Consequently, we were unable to determine whether any adjustment to this amount at 31 March 2023 was necessary or whether there was any consequential effect on the cost of sales for the period ended 30 September 2024.
In addition, we have not been able to verify the accuracy of the financial results for the period prior to the acquisition on 7 February 2024. This is due to us not being able to access, separate and verify the records held by the previous owner. We have been unable to satisfy ourselves by alternative means concerning these results. The loss for the period to the date of acquisition was £61,849 with a net impact on the balance for the same value.
We conducted our audit in accordance with International Standards on Auditing (UK) (ISAs(UK)) and applicable law. Our responsibilities under those standards are further described in the Auditor's responsibilities for the audit of the financial statements section of our report. We are independent of the company in accordance with the ethical requirements that are relevant to our audit of the financial statements in the UK, including the FRC's Ethical Standard, and we have fulfilled our other ethical responsibilities in accordance with these requirements. We believe that the audit evidence we have obtained is sufficient and appropriate to provide a basis for our qualified opinion.
Senior Statutory Auditor:
Brian Thomson BA(Hons) CA
Statutory Auditor:
Consilium Audit Limited
9
Related party transactions
The company has taken advantage of exemption, under the terms of Financial Reporting Standard 102 'The Financial Reporting Standard applicable in the UK and Republic of Ireland', not to disclose related party transactions with wholly owned subsidiaries within the group.

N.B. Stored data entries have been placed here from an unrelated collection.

Issue #894, opened 2024-12-04
Emit: convert to covariance


hearnadam:
To enable covariant Stream: `Stream[+V, -S]`, we probably want to introduce Emit chunking+covariance... The alternative involves type bounds and some coercion 🙂 
```
[error] 361 |    def run(using tag: Tag[Emit[Chunk[V]]], frame: Frame): Chunk[V] < S =
[error]     |    ^
[error]     |covariant type V occurs in invariant position in type (using tag: kyo.Tag[kyo.Emit[kyo.Chunk[V]]], frame: kyo.Frame): kyo.Chunk[V] < S of method run
[error] 362 |        ArrowEffect.handleState(tag, Chunk.empty[Chunk[V]], emit)(
[error] 363 |            handle = [C] =>
[error] 364 |                (input, state, cont) =>
[error] 365 |                    (state.append(input), cont(Continue())),
[error] 366 |            done = (state, _) => state.flattenChunk
```

PR #1254, opened 2025-06-10
Covariant Emit

johnhungerford:
Addresss #894 

See also #679 

### Problem

`Stream[V, S]` can't be covariant with `V` until `Emit[V]` is covariant with V. This is a pretty big problem for usability.

### Solution

Made `Emit[V]` covariant with `V` and updated `run` functions to support partial handling.

### DIFF
--- a/kyo-prelude/shared/src/main/scala/kyo/Emit.scala
+++ b/kyo-prelude/shared/src/main/scala/kyo/Emit.scala
@@ -1,248 +1,238 @@
 package kyo
 
-import kyo.Tag
-import kyo.kernel.*
+import kyo.kernel.ArrowEffect
 
-/** The Emit effect allows producing multiple values alongside the main result of a computation.
+/** Represents polling values from a data source with backpressure control.
   *
-  * Emit implements a push-based model where values of type V are actively emitted from a producer without waiting for consumer readiness.
-  * This makes it useful for event emission, logging, or any scenario where values need to be produced during computation regardless of
-  * downstream consumption patterns.
+  * Poll implements a pull-based streaming model where consumers actively request data when they're ready to process it. This approach
+  * provides natural backpressure, as values are only produced in response to explicit requests, preventing overwhelmed consumers.
   *
-  * As a low-level primitive in Kyo's streaming architecture, Emit provides fundamental capabilities but lacks many conveniences. For most
-  * streaming use cases, prefer the higher-level Stream abstraction which offers richer transformation capabilities, automatic chunking, and
-  * better composition. Direct use of Emit should generally be reserved for specialized scenarios.
+  * Key behaviors:
+  *   - Poll returns Maybe[V], where:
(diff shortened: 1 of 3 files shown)


kyo-prelude/shared/src/main/scala/kyo/Emit.scala
```diff
@@ -171,17 +191,23 @@ object Emit:
...
-                // Effect not found, return empty input and a placeholder continuation
-                // that returns the result of the computation
-                (Maybe.empty[V], () => r: A < (Emit[V] & S))
-        )
+    def runFirst[V](using
+        Frame
+    )[A, VR, S](v: A < (Emit[V] & Emit[VR] & S))(using
+        tag: Tag[Emit[V]],
+        reduce: Reducible[Emit[VR]]
+    ): (Maybe[V], () => A < (Emit[V | VR] & S)) < (reduce.SReduced & S) =
```
hearnadam, line 199: I wonder if we can use `A < (...) < Any` now...

kyo-prelude/shared/src/main/scala/kyo/Emit.scala
```diff
@@ -86,11 +87,15 @@ object Emit:
...
       */
-    def run[V](using Frame)[A, S](v: A < (Emit[V] & S))(using tag: Tag[Emit[V]]): (Chunk[V], A) < S =
-        ArrowEffect.handleLoop(tag, Chunk.empty[V], v)(
-            handle = [C] => (input, state, cont) => Loop.continue(state.append(input), cont(())),
-            done = (state, res) => (state, res)
-        )
+    def run[V](using
+        tag: Tag[Emit[V]],
+        fr: Frame
+    )[A, VR, S](v: A < (Emit[V] & Emit[VR] & S))(using reduce: Reducible[Emit[VR]]): (Chunk[V], A) < (reduce.SReduced & S) =
```
hearnadam, line 93: It's a bit sad this introduces more `Reducible` signatures - they are a bit hard to read.

hearnadam (approved):

kyo-prelude/shared/src/main/scala/kyo/Emit.scala
johnhungerford: Interesting -- make the continuation a Kyo suspension rather than a lambda? I suspect that signature would be even more confusing than this one.

kyo-prelude/shared/src/main/scala/kyo/Emit.scala
johnhungerford: Unfortunately this is the only way to support partial handling

kyo-prelude/shared/src/main/scala/kyo/Emit.scala
hearnadam: True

No other transactions with related parties were undertaken such as are required to be disclosed under the provisions of Section 1A "Small Entities" of Financial Reporting Standard 102 "The Financial Reporting Standard applicable in the UK and Republic of Ireland".
10
Ultimate controlling undertaking
Prior to 9 February 2024 the company was under the control of the holders of the ordinary share capital in the ultimate parent company, Vivalis Group Limited.
The company is now under the control of the holders of the ordinary share capital in the ultimate parent company, Professional Beauty Systems (Holdings) Limited. No individual shareholder has a controlling interest.
The company is included by full consolidation in the consolidated financial statements of its ultimate parent, Professional Beauty Systems (Holdings) Limited, registered in Scotland, at 3 Newmains Avenue, Inchinnan, Renfrew PA4 9RR.
Copies of the consolidated financial statements are available from Companies House.